You have heard of STEM, but what about STREAM?

Vernell Bowen

There has been a lot of conversation about education initiatives in the past few years that deal with improvement of curriculum: Common Core, STEM and now STREAM. What does all of this mean for our students?

The Common Core initiative has been examined by the Office of Catholic Schools’ curriculum committee for the past three years in the areas of language arts, math and science. Very few changes were made to the already existing Catholic school curriculum for grades K-8 and then, only changes that would enhance what the schools were already doing. 

In 2011, Gov. Mike Beebe and his Workforce Cabinet announced a new pilot program — STEM works — focused on science, technology, engineering and math education in high schools and universities, to help the state’s workforce meet the escalating demand for skilled employees in high-tech fields. There are several universities and public high schools that are implementing the STEM curriculum.

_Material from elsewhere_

PR #240, opened 2023-11-27
Pic manager

mohsensadr:
Updating the pic-manager in the dev-3.2.0 including:
-making member variables of defined classes private.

In December 2013, the National Catholic Education Association (NCEA) began the STREAM initiative (science, technology, religion, engineering, arts and math). The philosophy of Catholic education is to educate the whole child. Therefore the arts and religion are just as important as science, technology, engineering and math. The Office of Catholic Schools is investigating this initiative to see how this will enhance learning for our students.

Kathy Mears, past elementary president for NCEA, stated in a post on the NCEA website, “While many public schools have STEM (science, technology, engineering and mathematics) programs, STEM alone is not enough for Catholic schools. Catholic school leaders believe in educating the whole child. We believe that exposure to the arts is essential and we are committed to an educational experience that provides multiple encounters with Christ in every aspect of curriculum and instruction. STREAM will help us to achieve these goals.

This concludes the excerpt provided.